Note each line of the listing that contains the string "Type", and copy it.

Start of DATA SECTION

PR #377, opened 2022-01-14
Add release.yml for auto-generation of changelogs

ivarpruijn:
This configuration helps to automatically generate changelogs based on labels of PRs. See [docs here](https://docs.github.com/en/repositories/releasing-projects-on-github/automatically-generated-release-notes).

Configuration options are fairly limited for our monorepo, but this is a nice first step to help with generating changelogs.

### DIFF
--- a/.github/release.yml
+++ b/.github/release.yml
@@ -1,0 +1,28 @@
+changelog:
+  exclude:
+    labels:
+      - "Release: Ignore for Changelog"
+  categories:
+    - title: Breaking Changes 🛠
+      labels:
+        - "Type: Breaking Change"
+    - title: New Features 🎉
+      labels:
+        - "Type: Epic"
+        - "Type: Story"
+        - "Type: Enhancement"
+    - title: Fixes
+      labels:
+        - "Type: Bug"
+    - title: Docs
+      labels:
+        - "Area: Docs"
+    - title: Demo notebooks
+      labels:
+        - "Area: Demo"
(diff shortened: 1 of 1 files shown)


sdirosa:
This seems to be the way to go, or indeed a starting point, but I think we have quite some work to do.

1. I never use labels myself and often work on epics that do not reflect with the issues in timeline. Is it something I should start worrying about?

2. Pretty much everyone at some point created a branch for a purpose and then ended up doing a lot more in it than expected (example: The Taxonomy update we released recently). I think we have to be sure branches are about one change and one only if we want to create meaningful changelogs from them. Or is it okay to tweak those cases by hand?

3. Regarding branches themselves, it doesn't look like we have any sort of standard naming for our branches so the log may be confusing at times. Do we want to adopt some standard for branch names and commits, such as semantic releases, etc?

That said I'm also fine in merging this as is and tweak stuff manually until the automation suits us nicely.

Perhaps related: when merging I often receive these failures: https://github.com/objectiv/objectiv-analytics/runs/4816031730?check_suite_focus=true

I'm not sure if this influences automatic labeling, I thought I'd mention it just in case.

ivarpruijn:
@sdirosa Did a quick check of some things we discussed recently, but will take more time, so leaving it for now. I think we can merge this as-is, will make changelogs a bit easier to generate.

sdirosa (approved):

End of DATA SECTION

- _ANSWER TO THE PROBLEM_:
+        - "Type: Breaking Change"
+        - "Type: Epic"
+        - "Type: Story"
+        - "Type: Enhancement"
+        - "Type: Bug"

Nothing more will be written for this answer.